__WHAT THE EXERCISE ASKS__
Where a line in the data below includes the word "might", count it. State the total and nothing more.

__DATA EXTRACTS__
PR #760, opened 2017-07-27
Fix symmetric encryption

ojhughes:
Setting property `encrypt.key` to enable symmetric encryption does not work since Dalston SR2.  This can be verified using the endpoint `/encrypt/status` Fixed by creating a default `TextEncryptorLocator` when the '`encrypt.key` is set

### DIFF
--- a/spring-cloud-config-server/src/main/java/org/springframework/cloud/config/server/encryption/SymmetricKeyEncryptor.java
+++ b/spring-cloud-config-server/src/main/java/org/springframework/cloud/config/server/encryption/SymmetricKeyEncryptor.java
@@ -1,0 +1,29 @@
+package org.springframework.cloud.config.server.encryption;
+
+import org.springframework.beans.factory.annotation.Autowired;
+import org.springframework.boot.autoconfigure.condition.ConditionalOnMissingBean;
+import org.springframework.boot.autoconfigure.condition.ConditionalOnProperty;
+import org.springframework.context.annotation.Bean;
+import org.springframework.context.annotation.Configuration;
+import org.springframework.security.crypto.encrypt.TextEncryptor;
+
+/**
+ * Provide a default {@link TextEncryptorLocator} when a symmetric key is configured
+ *
+ * @author Ollie Hughes
+ *
+*/
+@Configuration
+@ConditionalOnProperty(value = "encrypt.key", matchIfMissing = false)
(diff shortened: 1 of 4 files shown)


spring-cloud-config-server/src/main/java/org/springframework/cloud/config/server/encryption/SymmetricKeyEncryptor.java
```diff
@@ -0,0 +1,29 @@
...
+ *
+ * @author Ollie Hughes
+ *
+*/
+@Configuration
+@ConditionalOnProperty(value = "encrypt.key", matchIfMissing = false)
+public class SymmetricKeyEncryptor {
+
+	@Autowired
+	private TextEncryptor encryptor;
```
dsyer: The class name `SymmetricKeyEncryptor` implies it is something to do with symmetric keys, but the `@Autowired` will succeed for any `TextEncryptor`. I'm kind of worried that this is duplicating a code path in spring-cloud-commons somewhere.

dsyer:
I see why this is needed now. But for consistency can we put the new config class in `EncryptionAutoConfiguration` with all the others (assuming that it's still possible to meet the conditional constraints)?

ojhughes:
@dsyer I originally had it in`EncryptionAutoConfiguration` but there was a circular reference with https://github.com/spring-cloud/spring-cloud-config/blob/master/spring-cloud-config-server/src/main/java/org/springframework/cloud/config/server/config/EncryptionAutoConfiguration.java#L81. Moving it to a class not loaded in the bootstrap context resolved it.

Using a Qualifier could be an option but felt that might preclude how other clients might be providing a `TextEncryptorLocator`

dsyer:
Yeah, we'd need to add another condition to prevent the cycle. We need it anyway because if the user provides both `encrypt.key` and `encrypt.key-store.location` then we'll end up with 2 `TextEncryptorLocators` won't we?

ojhughes:
should having both `encrypt.key` and `encrypt.keystore` be disallowed as there would be no way to choose which encryption method to use?

dsyer:
Yes, I guess it would make sense to fail in a helpful way (rather than just a no-unique bean exception). That's a nice to have.

dsyer:
I took your test and organized the config files a bit differently in fe42a1d. Thanks.

PR #774, opened 2017-08-15
Fix encryption of string containing curly braces

mnyeste:
Steps to reproduce:

- ecrypt a string with a single closing curly brace, e.g. "ab}cd"
- decrypt it
- the expected result would be the same string, however the result is "cd"

The root cause is the  `stripPrefix` method of `EnvironmentPrefixHelper` class called before the encryption which is currently removing all characters until the first closing curly brace including it. 

It seems the intent was to remove all `{foo:bar}` like expressions from the beginnig of the string, fix is looking for that pattern. Note, the implementation won't allow to enrypt texts starting with {foo:bar} sequence, where foo is not a prefix keyword. To make the implementation perfect all the known keyword:value pairs should be removed one by one.

### DIFF
--- a/spring-cloud-config-server/src/main/java/org/springframework/cloud/config/server/encryption/EnvironmentPrefixHelper.java
+++ b/spring-cloud-config-server/src/main/java/org/springframework/cloud/config/server/encryption/EnvironmentPrefixHelper.java
@@ -117,7 +117,7 @@ class EnvironmentPrefixHelper {
 		if (value.contains(ESCAPE)) {
 			return value.substring(value.indexOf(ESCAPE) + ESCAPE.length());
 		}
-		return value.substring(value.lastIndexOf("}") + 1);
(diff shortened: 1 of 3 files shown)


pivotal-issuemaster:
@mnyeste Please sign the [Contributor License Agreement](https://cla.pivotal.io/sign/spring?repositoryId=spring-cloud/spring-cloud-config&pullRequestId=774)!

[Click here](https://cla.pivotal.io/sync/spring?repositoryId=spring-cloud/spring-cloud-config&pullRequestId=774) to manually synchronize the status of this Pull Request.

pivotal-issuemaster:
@mnyeste Thank you for signing the [Contributor License Agreement](https://cla.pivotal.io/sign/spring?repositoryId=spring-cloud/spring-cloud-config&pullRequestId=774)!

PR #775, opened 2017-08-15
Added additional options for GIT SSH configuration property configuration

yasmans:
- Added possibility to specify a custom known_hosts file which should fix Issue 101.
_spring.cloud.config.server.git.knownHostsFile_
- Added possibility to specify the order of SSH authentication methods. This will resolve problems when SSH server has high priority for interactive authentication methods and application presents a login-prompt. 
_spring.cloud.config.server.git.preferredAuthentications_


spring-cloud-config-server/src/main/java/org/springframework/cloud/config/server/ssh/PreferredAuthenticationsValidator.java
```diff
@@ -0,0 +1,57 @@
...
+ * JSR-303 Cross Field validator that ensures that a {@link SshUriProperties} bean for the constraints:
+ * - Verifies that PreferredAuthentications property is properly formed
+ *
+ * Beans annotated with {@link PreferredAuthenticationsIsValid} and {@link Validated} will have the constraints applied.
+ *
+ * @author Edgars Jasmans
+ */
+public class PreferredAuthenticationsValidator implements ConstraintValidator<PreferredAuthenticationsIsValid, SshUriProperties> {
+
+    private static final String propertyPattern = "([\\w -]+,)*([\\w -]+)";
```
spencergibb: Couldn't a `javax.validation.constraints.Pattern` be used rather than a custom annotation?

yasmans: Yes, you are right - I could put _Pattern_ constraint on _SshUri.preferredAuthentications_ property. It's just that all other validation constraints are on subclass _SshUriProperties_ and I wanted them to be in one place. 
Maybe it is an overkill. Should I use _Pattern_?

PR #826, opened 2017-10-23
Add support for default label on native environment repository

daniellavoie:
Brings support for `spring.cloud.config.server.defaultLabel` on the `NativeEnvironmentRepository`.

### DIFF
--- a/spring-cloud-config-server/src/main/java/org/springframework/cloud/config/server/environment/NativeEnvironmentRepository.java
+++ b/spring-cloud-config-server/src/main/java/org/springframework/cloud/config/server/environment/NativeEnvironmentRepository.java
@@ -49,13 +49,15 @@ import org.springframework.util.StringUtils;
  * @author Dave Syer
  * @author Roy Clarkson
  * @author Venil Noronha
+ * @author Daniel Lavoie
  */
 @ConfigurationProperties("spring.cloud.config.server.native")
-public class NativeEnvironmentRepository implements EnvironmentRepository, SearchPathLocator, Ordered {
+public class NativeEnvironmentRepository
+		implements EnvironmentRepository, SearchPathLocator, Ordered {
 
 	private static Log logger = LogFactory.getLog(NativeEnvironmentRepository.class);
-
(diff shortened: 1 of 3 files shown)


spring-cloud-config-server/src/main/java/org/springframework/cloud/config/server/environment/NativeEnvironmentRepository.java
```diff
@@ -49,13 +49,15 @@
...
 @ConfigurationProperties("spring.cloud.config.server.native")
-public class NativeEnvironmentRepository implements EnvironmentRepository, SearchPathLocator, Ordered {
+public class NativeEnvironmentRepository
+		implements EnvironmentRepository, SearchPathLocator, Ordered {
 
 	private static Log logger = LogFactory.getLog(NativeEnvironmentRepository.class);
-
-	private static final String DEFAULT_LABEL = "master";
+	
+	private String defaultLabel;
```
spencergibb: I think this still needs to default to `master`. If a user creates a `NativeEnvironmentRepository` bean, they wouldn't know they might need to update this.

daniellavoie: `DEFAULT_LABEL` was never used. Exposed through `getDefaultLabel` but never used.

spencergibb: right. `private String defaultLabel = "master"` is all I'm saying.

daniellavoie: In fact, the `profile` parameter will only be used if the users specify a custom location with `{label}` placeholder.

Updating to default to master.

daniellavoie: I guess if anyone relied on calling the public `getDefaultLabel()`, it's better to not break it. Fair enough.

__EXERCISE ANSWER__
2